126-24 Fish Passage Assessment and Design in Mill Creek

Patrick Powers , Waterfall Engineering, LLC, Olympia, WA
Kozmo Ken Bates , Kozmo Inc., Olympia, WA
Jay Kidder , Chinook Engineering, Coupeville, WA
Brian Burns , Tri-State Steelheaders, Walla Walla, WA
Mill Creek is a tributary to the Walla Walla River, and flows through the city of Walla Walla, Washington.  In the 1930s, after enduring several large floods, the people of Walla Walla, led by Virgil B. Bennington, started a petition for federal funding to build flood control structures to protect the City.  Following approval by Congress, President Roosevelt signed the Flood Control Act of 1938 in June of that year.  The Act called for two flood control projects to be built by the Corps, the Mill Creek Project and the Mill Creek Channel.  The Mill Creek Project includes two dams, a mile of Mill Creek between the dams and a storage reservoir, and surrounding lands. Bennington Dam (or Diversion Dam) at river mile (RM) 11.5 is the uppermost of the two dams. Its purpose is to divert flood flows up to 5000 cfs into the reservoir where the water is stored until it can be safely discharged.

The Mill Creek Channel continues downstream from the Division Dam Head Works at RM 10.6, to its end at RM 4.8.  The Channel consists of concrete channel-spanning stabilizers and a concrete flume.  This concrete flume runs through the City of Walla Walla where it then transitions back to the channel spanning sills.  The Mill Creek Channel is owned by the Mill Creek Flood Control Zone District which is directed by the County Commissioners and is responsible for the normal operations and maintenance of the Channel.

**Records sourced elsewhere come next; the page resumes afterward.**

PR #2770, opened 2023-06-03
[Event Pages] Fix "observation date" value rendering.

juliawu:
Fix a bug where the "observation date" entry on the property table in the event pages has an incorrectly formatted value. 

Before:
Screenshot 2023-06-02 at 5 08 24 PM

After:
Screenshot 2023-06-02 at 5 07 56 PM


chejennifer (approved):
nice, thanks for the fix!

PR #3177, opened 2023-08-09
Various bugs

chejennifer:
- update explore more link on tiles to go to the new vis tools
- in explore page, when new place is clicked, clear the query input
- fix all cap section headers
- when choosing per capita at block level, use percent instead of ratio

screen-recording-2023-08-09T163509 554


dwnoble (approved):
Nice!

chejennifer:
thanks for the reviews!

PR #3181, opened 2023-08-10
[library] Swap title for header attribute and enable tooltip on hover for the line web component

juliawu:
This PR gives a tooltip when hovering over a line chart web component. The logic to render a tooltip was already present, this PR just enables the tooltips in the web components and adjusts the CSS.

**Important!:** In order to disable the browser default tooltip that also comes up on a hover, the `title` attribute has been renamed to `header`.

Screenshots:

Single line:
Screenshot 2023-08-10 at 4 50 10 PM

Long variable names will wrap to limit how much space the tooltip takes up
Screenshot 2023-08-10 at 4 48 16 PM

A scrollbar appears when there are too many places to fit:
Screenshot 2023-08-10 at 4 48 43 PM


chejennifer (approved):
nice!

dwnoble:
Thanks Julia! 

(1) Can you make all the existing title attributes still work but deprecated? We can remove all of the deprecated properties once we eventually move this to a proper npm package with versioning
(2) What do you think about changing the highlight chart's "description" attribute to "header"?

juliawu:
> Thanks Julia!
> 
> (1) Can you make all the existing title attributes still work but deprecated? We can remove all of the deprecated properties once we eventually move this to a proper npm package with versioning (2) What do you think about changing the highlight chart's "description" attribute to "header"?

Love both ideas. Titles are now deprecated but still work. The highlight chart's `description` is also deprecated in favor of `header`. PTAL!

dwnoble (approved):
Nice!

PR #3184, opened 2023-08-11
Explore: Fulfillment support for Topic Expansion

pradh:
That is, use any StatVarGroups defined in a Topic if there are too few charts, then classify the SVs based on the definition (i.e., differ only by contraint-value) into SVPGs, perform existence checks and add to the chart-config.

These are extra now on the [economy of Brazil] query.

image


jehangiramjad (approved):

pradh:
Thanks!

PR #3186, opened 2023-08-11
Update subject page files with chart tile changes

juliawu:
Updates the interfaces in the subject page protos, JS, and tests to reflect recent additions/changes to the chart tile props. This brings feature parity between the web components and the subject pages, which are based on tiles.

**Important**: The following settings are now enabled on the subject pages by default:

1. Allowing zooming on the map tiles
Screenshot 2023-08-11 at 4 10 29 PM

3. Tooltips on line tiles
Screenshot 2023-08-11 at 4 11 32 PM


server/config/subject_page.proto
```diff
@@ -164,9 +164,36 @@ message ScatterTileSpec {
...
+    SORT_DESCENDING = 2;
+    SORT_ASCENDING_POPULATION = 3;
+    SORT_DESCENDING_POPULATION = 4;
+  }
   // [optional] The root url to use for labels in the x-axis. If not specified,
   // labels in the x-axis will link to Place Explorer.
   string x_label_link_root = 1;
+  // Bar height for horizontal bar charts
+  double bar_height = 2;
+  // list of specific colors to use
```
pradh, line 178: nit: What are the color values, just english words, small-case?

server/config/subject_page.proto
```diff
@@ -164,9 +164,36 @@ message ScatterTileSpec {
...
+  repeated string colors = 3;
+  // whether to plot bars horizontally.
+  bool horizontal = 4;
+  // maximum number of places to display
+  int32 max_places = 5;
+  // bar sort order
+  // options:
+  // - "ascending"
+  // - "descending"
```
pradh, line 187: The enums are self-explanatory?

SortType sort = 6 [default = SORT_DESCENDING_POPULATION]

pradh (approved):
Thanks Julia!

server/config/subject_page.proto
juliawu: Removed the options comments. It looks like setting explicit defaults are disallowed in proto3, so I left a comment that default = descending population instead.

server/config/subject_page.proto
```diff
@@ -164,9 +164,36 @@ message ScatterTileSpec {
 }
 
 message BarTileSpec {
+  enum SortType {
+    SORT_ASCENDING = 1;
+    SORT_DESCENDING = 2;
+    SORT_ASCENDING_POPULATION = 3;
+    SORT_DESCENDING_POPULATION = 4;
+  }
```
juliawu, line 172: @pradh @dwnoble I'm less familiar with how protobufs and MessageToJson() works. This enum is intended to match these lines: https://github.com/datacommonsorg/website/blob/59601b22c428665893ff8b78e88da0551e597f24/static/js/chart/types.ts#L170-L178. Is this the right approach?

server/config/subject_page.proto
juliawu: Any CSS-compatible color string (hex, rgb, rgba, etc) is allowed. Updated the comment line here and everywhere else `colors` shows up in the file.

server/config/subject_page.proto
pradh: I think the JS code will see the sort field value as a string "SORT_DESCENDING", that you might then need to map to "descending".

I would recommend just using identically named enum names, so that's just a lower() op?

juliawu: Thanks! Swapped to identically named enum names, and added a typecasting function

pradh (approved):
Thanks!

PR #3190, opened 2023-08-12
World Bank DC setup; Custom DC config update

shifucun:
Added global client side variables to indicate the data source dcid and name used for the special category.


server/app_env/_base.py
```diff
@@ -66,4 +66,8 @@ class Config:
   # full serving path from /static folder.
   OVERRIDE_CSS_PATH = ''
   # Hide changes made for the website revamp.
-  HIDE_REVAMP_CHANGES = False
\ No newline at end of file
+  HIDE_REVAMP_CHANGES = False
+  # The dcid of the special data source to show as top level category in the hierarchy
+  DATA_SOURCE_DCID = ''
+  # The name of the speical data source to show as top level category in the hierarchy
```
chejennifer, line 72: special

static/js/stat_var_hierarchy/stat_var_group_node.tsx
```diff
@@ -246,11 +249,20 @@ export class StatVarGroupNode extends React.Component<
...
     const entityList = this.props.entities;
     this.dataFetchingEntities = this.props.entities;
+    let numEntitiesExistence = this.props.numEntitiesExistence;
+    // When dataSource is specified, the stat var group node info fetch should
+    // also be constrained by the data source. So adding the data source dcid
+    // to the `entities` list for this purpose.
+    const entityDcids = entityList.map((entity) => entity.dcid);
+    if (this.props.dataSource) {
+      entityDcids.push(this.props.dataSource);
+      numEntitiesExistence = entityDcids.length;
```
chejennifer, line 259: in the case where data source is specified, do all entity dcids have to have data for a stat var in order for that stat var to be displayed in the hierarchy? because in the contained in place examples, we sometimes pass in 50 entities, do all of them need to have data?

static/js/stat_var_hierarchy/stat_var_hierarchy.tsx
```diff
@@ -211,6 +212,12 @@ export class StatVarHierarchy extends React.Component<
                           showAllSV={this.state.showAllSV}
                           expandedPath={this.state.expandedPath.slice(1)}
                           numEntitiesExistence={this.props.numEntitiesExistence}
+                          dataSource={
+                            // This is a virtual node for holding stat vars of
+                            // a data source.
+                            // Add data source to constrain the this node.
```
chejennifer, line 218: constrain this

chejennifer (commented):
cool!

server/app_env/_base.py
shifucun: Done

static/js/stat_var_hierarchy/stat_var_group_node.tsx
shifucun: Yea, this is not optimal right now. Ideally, I think we should separate out the data source and the entities from the constraints. This need the API change though. I would add a todo for this.

Doing this to let the custom DC working for now.

static/js/stat_var_hierarchy/stat_var_hierarchy.tsx
shifucun: Done

shifucun (commented):
thanks!

chejennifer (approved):

PR #3193, opened 2023-08-13
Do not deploy to us-west1 for dev and autopush

shifucun:
us-west1 is not co-located with the BT cache, and could have longer mixer->web server latency.
it also makes deployment longer as the deployment need to happen sequentially for two clusters.


pradh (approved):
Thanks Bo!

PR #3197, opened 2023-08-14
[tools revamp] Bug fixes

chejennifer:
- resize chart when window resizes
- enable line chart tooltip

screen-recording-2023-08-14T160103 733


shifucun (approved):

chejennifer:
thanks for the review!

PR #3198, opened 2023-08-14
Explore: fixes for SDG and temperature

pradh:
1.  Support plumbing of descriptions and footnotes into Blocks
2.  Add Gauge tile for SDG SVs that support percentages
3.  Expand the number of SVs per topic to 20 so all goals show up on the RHS for dc/topic/sdg


server/lib/nl/config_builder/gauge.py
```diff
@@ -0,0 +1,34 @@
...
+from server.config.subject_page_pb2 import StatVarSpec
+from server.config.subject_page_pb2 import Tile
+from server.lib.nl.config_builder import base
+
+
+def gauge_block_for_percent(column, place, sv, sv2thing: base.SV2Thing):
+  chart_title = base.decorate_chart_title(title=sv2thing.name[sv], place=place)
+
+  tile = Tile(type=Tile.TileType.GAUGE, title=chart_title, stat_var_key=[sv])
+  tile.gauge_tile_spec.range.min = 0.0001
```
shifucun, line 24: why not 0?

shifucun (approved):

server/lib/nl/config_builder/gauge.py
pradh: There's a gauge bug Julia is fixing.

dwnoble (approved):
Nice

PR #3199, opened 2023-08-14
[explore] fix back button

chejennifer:
- fix back button problems caused by updating place & topic when given a query in the url

note: this is a hacky approach & should come up with a better way to do this

[screen-recording - 2023-08-14T163735.738.webm](https://github.com/datacommonsorg/website/assets/69875368/6124abba-9b8a-437c-8878-ed196c62d009)


dwnoble:
This logic is a little rough. I think the better solution might be to just not update the hash at all. we could have the query parameters be the search query OR the place and topic, but not both. this would also prevent an old search query from being associated with a "stale" pair of topic/places as we iterate on the backend logic.

chejennifer:
Chatted offline and will switch the approach to not updating the hash but instead adding an app state through context. Closing this PR

PR #3200, opened 2023-08-14
[Bug fixes] Fix single colors in gauge tile, proto enum

juliawu:
Fix 2 bugs:

### 1. Allow for specifying a single color to the `colors` prop of the gauge tile
Before the gauge tile would incorrectly render a single color passed to the `colors` prop as black, regardless of the color passed in. This is because behind the scenes D3 is expecting a color range instead of a single color value. This change passes a single color as a range by repeating the value.

### 2. Proto3 enums should start with 0
Change in https://github.com/datacommonsorg/website/pull/3186 prevents `./run_server.sh` from spinning up a server locally because proto3 requires enums to start from 0. Offending enum is updated.


server/config/subject_page.proto
```diff
@@ -165,10 +165,10 @@ message ScatterTileSpec {
...
 message BarTileSpec {
   enum SortType {
-    ASCENDING = 1;
-    DESCENDING = 2;
-    ASCENDING_POPULATION = 3;
-    DESCENDING_POPULATION = 4;
+    ASCENDING = 0;
+    DESCENDING = 1;
+    ASCENDING_POPULATION = 2;
+    DESCENDING_POPULATION = 3;
```
pradh, line 171: nit: Might make the default one as 0

pradh (approved):

pradh:
Also, in the PR, could you maybe drop this -- https://screenshot.googleplex.com/BjEJjn9LWPHaHGr.  Thanks!

juliawu:
> Also, in the PR, could you maybe drop this -- https://screenshot.googleplex.com/BjEJjn9LWPHaHGr. Thanks!

Done!

server/config/subject_page.proto
juliawu: Following offline conversation of @keyurva, using `TYPE_UNSPECIFIED` as 0 to match proto conventions.

PR #3210, opened 2023-08-15
[library] Add scatter chart web component

juliawu:
Add a web component wrapper for our scatter tile. This will let us fully implement our explore pages externally with web components instead of tiles.

Things that need to be implemented in followup PRs:
* The web component does not currently fetch stat var names, so the axes labels default to the variable's DCID. We need to add logic in the data fetch.
* Need to add support for custom color scales
* Need to add parts for custom styling

Example:
```
<datacommons-scatter
  header="Population vs Median Household Income for US States"
  variables="Count_Person Median_Income_Household"
  parentPlace="country/USA"
  childPlaceType="State"
></datacommons-scatter>
```
Screenshot 2023-08-15 at 12 52 14 PM


dwnoble (approved):
Nice!

Can you add a link to the scatter tile (and highlight tile while you're at it) here? https://screenshot.googleplex.com/3sTynZtE6vq83VS  in this file https://github.com/datacommonsorg/website/blob/master/packages/web-components/README.md

PR #3221, opened 2023-08-16
Update Stat Var explore section

shifucun:
* For the same stat var, only show the explore section once
* Use new list item style
* Show maximum 4 stat vars per section
image


static/js/components/subject_page/block_container.tsx
```diff
@@ -21,20 +21,31 @@
...
 const DELIM = "___";
 
+function camelCaseToWords(camelCaseString: string): string {
+  const words = camelCaseString
+    .replace(/([a-z])([A-Z])/g, "$1 $2") // Insert space before uppercase letters
+    .split(/[\s_-]+/) // Split by spaces, underscores, and hyphens
+    .filter((word) => word.length > 0) // Remove empty words
+    .map((word) => word.toLowerCase()); // Convert to lowercase
+
+  return words.join(" ");
```
pradh, line 38: Should we do init-caps on these?

shifucun: Done

shifucun (commented):
thanks!

PR #4725, opened 2024-11-08
fix sanity test

chejennifer:
looks like the class name for topic items got changed in this PR causing sanity tests to fail: https://github.com/datacommonsorg/website/pull/4673/files#diff-37059329da755a92aa218821e795bf1cb89ad26682ceb8f6d5dddc84a49bb645L43


keyurva (approved):
Thanks for fixing this!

In 2008 the Tri State Steelheaders Fisheries Enhancement Group, the Department of Fish and Wildlife and other local stakeholders were awarded a Salmon Recovery Funding Board (SRFB) Grant to complete a detailed fish passage assessment report.  The study identified the complexity of hydraulics and fish passage issues and calculated a percent passage for 12 different reaches.  Key to the analysis was the development of a fish passage energetics model which calculates the energy expended by fish attempting to pass through the flood control channel.  A preferred design was selected from an alternatives analysis.  A 1:8 physical model was then tested in Seattle by Northwest Hydraulics.  Features of the model included a roughened channel, plunge pools, resting pools and baffles.